Den offenkundig schwungvollen Medikamentenhandel belegt Weiss mit vertraulichen Dokumenten, die in Auszügen auch den VN vorliegen.
VN: Der Vorarlberger Ärztekammerpräsident hat dezidiert ausgeschlossen, dass heimische Ärzte in die Sache involviert sind.
Weiss: Aus meinen Dokumenten geht hervor, dass, genau so wie in anderen Bundesländern, auch Vorarlberger Ärzte von Pharmafirmen Gratismedikamente erhalten, wenn sie eine bestimmte Menge kaufen.
VN: Was ist an einem Rabatt verwerflich?
Weiss: Verwerflich finde ich, dass es sich teilweise um enorme Mengen handelt und das systematisch erfolgt. Es sind ja nicht nur Einzelaktionen. Es herrscht sozusagen ein ständiger Sommerschlussverkauf für Medikamente. Häufig wird die gleiche Menge an Medikamenten, die der hausapothekenführende Arzt kauft, noch einmal dazugeschenkt. Was ein deutlicher Hinweis dafür ist, dass die offiziellen Preise sowieso absurd sind. Und wir bezahlen, was letztlich nur dem Arzt zugute kommt.
VN: Es heißt aber, die Ärzte würden an den Medikamenten nicht viel verdienen.
Weiss: Natürlich verdienen die etwas. Der Arzt verschreibt ein Medikament, die Patienten lösen das Rezept wieder bei ihm ein und er verrechnet es vermutlich der Krankenkasse weiter. Aber daran ist, wie ich mit Erstaunen lernen musste, offenbar nichts Illegales.
VN: Wie sieht es mit der moralischen Seite aus?
Weiss: Für mich ist das ein klassischer Fall von Korruption. Juristisch gesehen scheint zwar nichts schief, aber das kann sicher nicht im Interesse der Krankenkassen, der Beitragszahler und der Volkswirtschaft sein. Zudem verschreiben hausapothekenführende Ärzte nach meinen Berechnungen um durchschnittlich 40 Prozent mehr Medikamente.
VN: Glauben Sie, die Patienten regt so etwas noch auf?
Weiss: Das regt die Leute natürlich auf, weil jeder sieht, wie viel er zahlen muss. Medikamente sind nach wie vor eine besondere Ware, würde ich meinen. Denn letztlich geht es auch um die Qualität der medizinischen Versorgung. Wenn ständig Sonderangebote in Apotheken und bei Ärzten laufen, ist anzunehmen, dass die Verlockung groß ist, Arzneimittel nicht unbedingt nach medizinischen Gesichtspunkten zu verschreiben.
VN: Und das alles soll niemand gewusst haben?
Weiss: Das kann ich mir nicht vorstellen.
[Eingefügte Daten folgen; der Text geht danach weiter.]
Issue #28373, opened 2026-02-19
Resource groups: add per-query limits, driver-level admission control, and planning concurrency limit


kaveti:
*Problem*

We run Trino at scale with shared clusters serving multiple teams — analysts running ad-hoc queries, ETL pipelines, dashboards, etc. We use resource groups heavily to isolate these workloads from each other. Over time we've hit a few gaps in what resource groups can actually control today, and I wanted to describe them here before submitting a PR.

**1. No way to limit total drivers within a resource group**
This is the biggest one for us. Right now resource groups can limit concurrency (number of running queries) and memory, but there's nothing that limits the total number of drivers across all queries in a group.

In practice, this means a resource group with hardConcurrencyLimit: 5 could have 5 queries each with 200+ drivers, completely saturating task slots cluster-wide. Meanwhile other resource groups with lighter queries get starved because all the task slots are occupied.

We want to be able to say: "this resource group can have at most N total active drivers (running + queued + blocked) across all its queries". When the limit is reached, new queries queue instead of starting. This is a fundamentally different axis of control than query count or memory.

**2. Per-query limits should be configurable at the resource group level**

Was bis jetzt gelaufen ist, ging sicher mit dem inoffiziellen Segen der Politik über die Bühne.
VN: Die Gesundheitsministerin will den Geschenkwert auf 7500 Euro beschränken.
Weiss: Das zeigt doch schon um welche Summen es da geht. Und es bedeutet, dass es nicht unüblich ist und weit höhere Beträge im Spiel sind.
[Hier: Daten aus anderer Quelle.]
Issue #28835, opened 2026-03-24
Mismatch between HiveMetadata column types and engine statistics precision


anton-kutuzov:
## Problem
In `HiveMetadata.finishChangingTable`, the `columnTypes` map is constructed using the deprecated `getTypeSignature(HiveType)`. This method defaults `TIMESTAMP` to millisecond precision, ignoring the `hive.timestamp-precision` session property.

VN: Die Politik hat damit aber auch ungewollt Ihre Vorwürfe bestätigt.
Weiss: Richtig.
VN: Warum spielen Ihnen Mitarbeiter von Firmen solche internen Dokumente zu?
Weiss: Als Beitragszahler sind sie eben auch über solche Praktiken empört.
VN: Wie werden Sie jetzt weiter vorgehen? Weiss: Die Angelegenheit hat solche Wellen geschlagen, dass sich ständig Leute melden und mir weiteres Material zur Verfügung stellen. Und ich werde ganz sicher dran bleiben. Offenbar ist der Druck der Öffentlichkeit die einzige Möglichkeit, die Politik zu zwingen, in diesem Bereich etwas zu ändern.